Afterwards, Stavia remembers when her own brother was sent to live with the warriors. Much of the rest of the novel is told in flashback, and follows Stavia's life from childhood to adulthood. Meanwhile, in the story's present, Stavia prepares for her role as Iphigenia in Marthatown's annual performance of "Iphigenia at Ilium", a reworking of the Greek tragedy "The Trojan Women" that weaves through the novel as a leitmotif.

When still a child, Stavia met Chernon, the son of one of her mother's friends. Although Chernon lives in the garrison with the other boys and men, he and Stavia form a friendship. They meet at the twice-annual Carnival, the only event in Women's Country where men and women can mix freely. Stavia eventually agrees to smuggle books to Chernon for him to read, even though this is forbidden for boys in the garrison.

In fact, Chernon has been ordered by his commander, Michael, to learn more about the secrets of the women who rule Women's Country. Stavia leaves Marthatown for several years to train as a doctor, but on her return Chernon pursues their relationship again. When Stavia is selected for an exploration mission to the south, Chernon takes a leave of absence from the garrison and meet her there.

While away from Women's Country, Stavia and Chernon are captured by a band of "Holylanders", members of a struggling community to the south of Women's Country. They practice polygamy and seem to be descendants of rural fundamentalist Christian and Mormon splinter groups. The Holylanders are brutally misogynistic and treat women as slaves to their husbands.

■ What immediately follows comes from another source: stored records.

Issue #797, opened 2024-02-01
Session component show "loading" on home page [6]


shon-button:
**Describe the Bug:**
Currently, the Session component `client/app/components/navigation/Session.tsx`  flashes "loading" on the home page.

**Background:**
With the  removal of the `Login` component from the Session component, there should not be any loading state indicator on the home page because there is nothing loading (anymore).

**Possible Resolution**

- Add useSession hook to `client/app/components/layout/Header.tsx`
- In Header, display `client/app/components/navigation/Profile.tsx` conditionally based on session?
- Delete `client/app/components/navigation/Session.tsx`  (YAGNI principle)
- Delete `client/app/components/navigation/Login.tsx`   (YAGNI principle)
- Possibly redesign the layout components as follows:
  - Add Header; Footer; Main to `client/app/layout.tsx`
  - Delete `client/app/(onboarding)/layout.tsx`
  - Modify `client/app/(authenticated)/layout.tsx` to nest Breadcrumbs within `client/app/layout.tsx`

Probability (how likely the bug is to happen, scored from 1-5): 5
(For example, probability of 5 is something like "it happens to all users every time they log in."
Probability of 1 "only happens to certain users when a really specific and unlikely path is followed.")

Effect (how bad the bug is when it does happen, scored from 1-5): 1
(For example, effect of 5 is "the entire app crashes and makes it unusable for all users" or "the bug causes the wrong data to be saved, with critical information (e.g. payment) being affected."
Effect of 1 is "It makes some styling look a little bit weird.")

Steps to reproduce the behaviour:

Screenshots:

Additional information:

- Browser: [e.g. chrome, safari]
- Version: [e.g. 22]
- Additional context

dleard:
developer to review (not a PO concern)

PR #803, opened 2024-02-01
797 session loading

marcellmueller:
Fix for #797 

I tried to pass the server session to the header through a wrapper component but it seems to break CI. Might be worth looking into down the road as it's a nice improvement on the front end and stops components from visibly loading in.

Also deleted `Session.tsx` and `Login.tsx`

 Implemented part of the layout suggestions in the issue. I kept the `(onboarding)` layout and just moved the `Header` and `Footer` components out of `(authenticated)/layout.tsx` and `(onboarding)/layout.tsx` to the top level `layout.tsx`.

Needed to keep `<Main>` in the `(onboarding)/layout.tsx` as it needs to have a custom top margin since it doesn't have the breadcrumbs component. This is due to the Nav components needing to use `position: absolute` so we can extend them past the max page width:

Screenshot 2024-02-01 at 3 40 40 PM


andrea-williams (approved):
Deleting more code than is added - yay! *chef's kiss*

Issue #806, opened 2024-02-02
Remove "Request Changes" feature for Operators


andrea-williams:
#### Describe the task

We accidentally introduced the "Request Changes" feature on both Operations and Operators, when it should have been for Operations only. 

Requesting Changes on an Operator isn't straightforward because the status of an Operator isn't displayed anywhere in the UI. To simplify things for MVP, we want to remove the option for any user to Request Changes on an Operator. 

#### Acceptance Criteria

- [ ] delete the "Request Changes" button from the UI on the Operator form (is only visible to internal users right now)
- [ ] ensure the "Request Changes" button remains in the UI on the Operation form (should only be visible to internal users)

#### Additional context

- Add any other context about the task here.
- Or here

PR #808, opened 2024-02-02
Remove "Request Changes" feature for Operators

marcellmueller:
Implements #806 

Added a couple comments below for your consideration thanks!

### DIFF
--- a/client/app/components/button/Review.tsx
+++ b/client/app/components/button/Review.tsx
@@ -18,8 +18,8 @@ interface Props {
   showRequestChanges?: boolean;
   onApprove: () => Promise<any>;
   onReject: () => Promise<any>;
-  onRequestChange: () => Promise<any>;
-  onUndoRequestChange: () => Promise<any>;
+  onRequestChange?: () => Promise<any>;
+  onUndoRequestChange?: () => Promise<any>;
 }
 
 interface CloseProps {
@@ -107,12 +107,12 @@ const Review = ({
   };
 
   const handleChangeRequestConfirm = () => {
-    onRequestChange();
+    onRequestChange?.();
     setShowRequestChangesUndo(true);
   };
 
   const handleUndoRequestChanges = async () => {
-    onUndoRequestChange();
+    onUndoRequestChange?.();
     setShowChangeConfirmation(false);
     setShowRequestChangesUndo(false);
   };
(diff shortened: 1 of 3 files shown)


client/app/components/button/Review.tsx
```diff
@@ -107,12 +107,12 @@ const Review = ({
...
 
   const handleChangeRequestConfirm = () => {
-    onRequestChange();
+    onRequestChange?.();
     setShowRequestChangesUndo(true);
   };
 
   const handleUndoRequestChanges = async () => {
-    onUndoRequestChange();
+    onUndoRequestChange?.();
```
marcellmueller, line 115: I haven't used optional chaining to invoke a function that may not exist but it works. Not sure how I feel about it though I used it because our eslint settings wouldn't let me write it how I normally would ie:

`onRequestChange && onRequestChange();`

client/app/components/form/UserOperatorMultiStepForm.tsx
```diff
@@ -120,19 +119,7 @@ export default function UserOperatorMultiStepForm({
...
-              userOperator={formData as UserOperatorFormData}
-              userOperatorId={Number(userOperatorId)}
-              isOperatorNew={formData?.is_new}
-              operatorId={formData?.operator_id}
-              showRequestChanges
-            />
-          </>
-        )}
-        {isReviewWithoutRequestChanges && (
+        {isCasInternal && (
```
andrea-williams, line 122: we still want to keep the `<Note>` component when an operator is new.

client/app/components/button/Review.tsx
andrea-williams: I'm also not v familiar with the `?` usage on a function, but I had a quick look at the docs and you seem to have used it correctly, so I'm happy :)

andrea-williams (changes requested):
Just requesting a change to not delete the "this operator is new" message that appears for internal users when an operator's `is_new` flag is `true`. Otherwise, looking good!

marcellmueller:
> Just requesting a change to not delete the "this operator is new" message that appears for internal users when an operator's `is_new` flag is `true`. Otherwise, looking good!

Ah good catch thanks! I've added it back with a new conditional.

andrea-williams (approved):
Re-ran the code locally, have confirmed that the Note to internal users about a new operator is back in, and the Request Changes button only shows on Operations, not Operators. 

Thanks @marcellmueller !

PR #814, opened 2024-02-05
Optimize endpoints - GET operations

Sepehr-Sobhani:
[ISSUE 815](https://github.com/orgs/bcgov/projects/122/views/2?pane=issue&itemId=52270431)


bc_obps/registration/api/operation.py
```diff
@@ -192,7 +202,7 @@ def update_operation(request, operation_id: int, submit: str, form_section: int,
         raise HttpError(401, UNAUTHORIZED_MESSAGE)
     operator = Operator.objects.get(id=user_operator.operator_id)
 
-    approved_users = get_an_operators_approved_users(operator)
+    approved_users = get_an_operators_approved_users(operator.pk)
```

Stavia's experiences among the Holylanders give her a deeper appreciation for her homeland, but upon her return to Women's Country she finally learns the secrets of the Women's Country Council and the choices they have made to preserve their way of life.

Major themes

The story explores many elements from ecofeminism and ecotopian fiction, which has been a hallmark of much of Tepper's writing, both in her feminist science fiction and in her pseudonymous mysteries.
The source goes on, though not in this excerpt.